If you merge chunks and then reorganize the merge-target chunk, the following problems will arise:

You can check whether update SQL statements have been executed for the merge-source chunks from information about the need for reorganization that can be obtained by running the adbdbstatus command. In the obtained information, if the value of either of the following items is 1 or larger, update SQL statements have been executed for the target chunks:

For details about the adbdbstatus command, see adbdbstatus (Analyze the Database Status) in the manual HADB Command Reference.

(3) Using the adbmergechunk command to merge chunks

The example below uses the adbmergechunk command to merge chunks.

For details about the adbmergechunk command, see adbmergechunk (Merge Chunks) in the manual HADB Command Reference.

■ Chunk merging execution example

The HADB user (ADBUSER01) merges two chunks (with chunk IDs 1 and 2) in the shop table (SHOPSLIST).

adbmergechunk -u ADBUSER01 -p '#HelloHADB_01' -g 2
              -w /home/adbmanager/tmp
              -z /home/adbmanager/merge_file/merge_opt_file.txt
              -m 'January 2014'
              -c 1,2
              SHOPSLIST
Figure 11‒5: Merge chunk processing example

[Figure]

Explanation

Executing the adbmergechunk command merges two merge-source chunks (with chunk IDs of 1 and 2) into a single chunk (with chunk ID 4). When merging is completed, the merge-source chunks are deleted.

Note
■ Delete-pending chunks

If the adbmergechunk command is interrupted after the merge-target chunk is ready but before the merge-source chunks are completely deleted, the merge-source chunks are placed in delete-pending status. At this time, the merge-source chunks will remain undeleted. For example, merge-source chunks might remain undeleted if the HADB server has insufficient memory or when the adbcancel command is executed.

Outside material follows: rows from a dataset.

PR #378, opened 2015-12-02
Fixes #12657 - replace deprecated $::selinux fact

brandonweeks:


mmoll:
According to Facter docs this fact is even there in Facter 1.6, so :+1:

domcleal:
selinux_enforced unfortunately only shows whether SELinux is enforcing or not, so it returns false in permissive mode, preventing the installation of the SELinux policy when it should really be configured.

Also, it looks like selinux_enforced is deprecated too: https://docs.puppetlabs.com/facter/3.1/core_facts.html#selinuxenforced (I assume that's what "legacy" means).

domcleal:
> (I assume that's what "legacy" means).

Ah no, simply unstructured facts.  I can't see any replacement for the unstructured SELinux facts in Facter master right now.

Which version of Facter were you getting `permissive` on?  Could you have a custom fact from another module that's overwriting the built in one?

brandonweeks:
https://ask.puppetlabs.com/question/16601/why-is-selinux-fact-different-for-puppet-then-for-facter/

This is a pretty through description of the issue I saw. Facter always returned a boolean, however puppetserver got 'permissive' and err'd on str2bool. Either way this PR doesn't make much sense anymore given your clarification.

brandonweeks:
Some logs: https://gist.github.com/brandonweeks/507d8d8e2228d72d20e3

I'm fairly convinced this isn't related to foreman whatsoever, just happened to be the module that caught it.

domcleal:
Yeah indeed, I see what you mean, but I also can't understand it in the slightest.  Does the facts YAML cache in /var/lib/puppet/yaml/facts/ also show the string?  Does it happen with `puppet apply`?  (I quickly tested on 3.8.4 on EL7 and see a bool in both apply and agent with a regular Passenger-based master.)

I think we'd need to accept either the bool or a string (either 'enforcing' or 'permissive') for a fix in this module since a bool is still the usual value.

brandonweeks:
Managed to reproduce this in another OpenStack module... :cry: Closing.

alexjfisher:
@brandonweeks Did you ever figure out why the selinux fact isn't always a boolean?

theforeman/puppet is failing for me too.
```
Debug: Caching connection for https://devops-puppet4.example.com:8140
Error: Could not retrieve catalog from remote server: Error 400 on SERVER: Evaluation Error: Error while evaluating a Resource Statement, Evaluation Error: Error while evaluating a Function Call, str2bool(): Unknown type of boolean given at /etc/puppetlabs/code/environments/CORE_NG_foreman_webfrontend/modules/foreman/manifests/install.pp:23:30 on node devops20.example.com
```

For me, it's the string `disabled`, but only during a puppet agent run.  With puppet apply, it's `false`.
This is with puppet 4.5 and puppetserver 2.4 on OEL7.

alexjfisher:
https://github.com/theforeman/community-templates/issues/285

alexjfisher:
@brandonweeks Do you have `selinux` set as a parameter in Foreman?

PR #8774, opened 2017-06-09
Remove check for standard-minifier-js@2.1.x from `bundle-visualizer`.

abernix:
While this was helpful in one of the incarnations of the `bundle-visualizer` during development it isn't relevant anymore since the `.stats.json` will not be present in the bundle unless it was created by a recent version of `standard-minifier-js` which passed in `stats` (no older versions did this).

Removing this check will also make it possible for other minifiers to be used with `bundle-visualizer` without them also needing to fork make their own version.

Thusly, this makes the `bundle-visualizer` work with Meteor 1.6, which comes with `standard-minifier-js@2.2.x`.

### DIFF
--- a/packages/non-core/bundle-visualizer/package.js
+++ b/packages/non-core/bundle-visualizer/package.js
@@ -1,5 +1,5 @@
 Package.describe({
-  version: '1.0.2',
+  version: '1.0.3',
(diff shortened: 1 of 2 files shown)


abernix:
Published as `bundle-visualizer@1.0.3`!

PR #8777, opened 2017-06-09
Update CoffeeScript to 1.12.6

GeoffreyBooth:
Bumps the CoffeeScript version, and uses the new primary repo, `coffeescript`.

### DIFF
--- a/packages/non-core/coffeescript/package.js
+++ b/packages/non-core/coffeescript/package.js
@@ -1,6 +1,6 @@
 Package.describe({
   summary: "Javascript dialect with fewer braces and semicolons",
-  version: "1.12.3_1"
+  version: "1.12.6_1"
 });
 
 Package.registerBuildPlugin({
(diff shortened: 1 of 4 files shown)


GeoffreyBooth:
@hwillson Thanks. When will the new package be released?

packages/non-core/coffeescript/package.js
```diff
@@ -1,14 +1,14 @@
 Package.describe({
   summary: "Javascript dialect with fewer braces and semicolons",
-  version: "1.12.3_1"
+  version: "1.12.6_1"
```
laosb: Shall we remove the `_1` in the version number, since we're releasing for 1.12.6 for the first time?

hwillson:
I've added a `History.md` entry and adjusted the package version. As soon as the tests finish running, I'll merge. Thanks!

hwillson:
Well, Travis appears to be hung. The build passed but Travis hasn't relayed those details to GH. I'm looking into it ...

packages/non-core/coffeescript/package.js
```diff
@@ -1,6 +1,6 @@
 Package.describe({
   summary: "Javascript dialect with fewer braces and semicolons",
-  version: "1.12.6_1"
+  version: "1.12.6"
```
mitar: No! Don't do that! Please wrap all upstream packages always with `_1` and then bump it if needed. It is really confusing if there is `1.12.6` and later on `1.12.6_1`. Which one is newer? Hard to know from just looking at the version.

abernix:
Published as `coffeescript@1.12.6_1`!  Thanks!

Issue #6402, opened 2016-03-04
Client side bundling doesn't eliminate dead code in production


tmeasday:
React has this pattern of writing:

``` js
if ("production" !== process.env.NODE_ENV) {
  // log warnings
}
```

Typically this code is eliminated by uglify when you bundle React. For whatever reason (the `process.env` symbol coming in some unusual way?) this doesn't happen when I run an app in `--production`. 

I'm not sure if this is a big deal, I just wanted to make a note of it. For more discussion see https://github.com/meteor/react-packages/pull/171

zol:
This optimization would be nice to revisit post 1.3

jbaxleyiii:
@zol @tmeasday is there any update on this? It has significantly increased our bundle size and is preventing us from moving to 1.3

zol:
@tmeasday - Do you know more about the scope of this issue? Are you sure it's uglify rather than webpack that does this dead code elimination?

tmeasday:
Not really. I just recall there's was a test on the `react-runtime` branch to check this worked properly.

benjamn:
This sounds like a case where you'd want to use something other than `standard-minifier-js`. Assuming `process.env.NODE_ENV` is a constant is not a sound decision for a generic minifier to make.

jbaxleyiii:
@benjamn just curious, why isn't that a sound decision?

tmeasday:
@benjamn I wonder how it worked once upon a time (Meteor 1.2)

jbaxleyiii:
@benjamn @tmeasday when does meteor load the node_modules needed for the app actually get run through the minifier plugin? I created a minifier but don't see where the bundled modules are passed to the minifer.

jbaxleyiii:
In case anyone is interested in a minifier that strips out dead code based on the environment: https://github.com/NewSpring/micro-minifer-js

Sadly, this hasn't fixed the bundle increase we have seen when moving off of the `webpack:webpack` package. 👎 I'm going to keep investigating to see why webpack's bundle size is ~1/2 the size of stock meteor. (From ~`300kb` using webpack to ~`600kb` using just 1.3)

jbaxleyiii:
@tmeasday with support for custom babel transforms this works great:

`babel-plugin-transform-dead-code-elimination` and `babel-plugin-transform-inline-environment-variables`

tmeasday:
@jbaxleyiii nice!

hwillson:
[...]

PR #8786, opened 2017-06-12
Inline process.env.NODE_ENV when minifying.

benjamn:
Despite [my previous concerns](https://github.com/meteor/meteor/issues/6402#issuecomment-221042378), having `minifier-js` replace `process.env.NODE_ENV` with its string value seems to be the most direct way to guarantee production versions of React modules do not access `process.env.NODE_ENV` at runtime, and that any resulting dead code is removed.

Relevant [background](https://forums.meteor.com/t/new-react-devtools-check-if-your-production-build-is-really-in-production-mode/36199).

Fixes meteor/meteor#6402.
Fixes meteor/meteor-feature-requests#94.

### DIFF
--- a/packages/minifier-js/package.js
+++ b/packages/minifier-js/package.js
@@ -1,10 +1,10 @@
 Package.describe({
   summary: "JavaScript minifier",
-  version: "2.1.0"
+  version: "2.1.1"
 });
 
 Npm.depends({
-  "uglify-js": "3.0.13"
+  "uglify-js": "3.0.15"
 });
 
 Package.onUse(function (api) {
--- a/scripts/dev-bundle-tool-package.js
+++ b/scripts/dev-bundle-tool-package.js
@@ -14,7 +14,7 @@ var packageJson = {
     npm: "4.6.1",
     "node-gyp": "3.6.0",
     "node-pre-gyp": "0.6.34",
-    "meteor-babel": "0.21.4",
+    "meteor-babel": "0.21.5",
     reify: "0.11.22",
     "meteor-promise": "0.8.4",
     fibers: "1.0.15",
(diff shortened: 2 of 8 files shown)


packages/minifier-js/package.js
```diff
@@ -1,10 +1,10 @@
 Package.describe({
   summary: "JavaScript minifier",
-  version: "2.1.0"
+  version: "2.1.1"
```
benjamn: Only bumping the patch version of the `minifier-js` will make this functionality available to Meteor 1.5 apps (so you don't have to wait for 1.5.1). I think that's a good idea, since we probably would have shipped this functionality with 1.5 if it had been ready.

If the adbmergechunk command is executed with NOWAIT specified in the --purge-chunk option, the merge-source chunks will be in delete-pending status from the time when the merge-target chunk is ready until deletion of the merge-source chunks begins. This remains true even when there is still processing that is referencing the merge-chunk target tables. This means that the merge-source chunks will remain undeleted.

You need to manually delete merge-source chunks that are in delete-pending status.

To manually delete merge-source chunks, determine their chunk IDs based on the explanation in (12) Checking for delete-pending chunks under C.9 Searching system tables, and use the PURGE CHUNK statement to delete those chunks.

You can specify a condition (IN predicate, quantified predicate) for the WHERE clause of the PURGE CHUNK statement to delete in a batch the deletion-pending chunks. For an example of specifying the PURGE CHUNK statement, see Example in Specification format and rules for the PURGE CHUNK statement of PURGE CHUNK (delete all rows in a chunk) in the manual HADB Command Reference.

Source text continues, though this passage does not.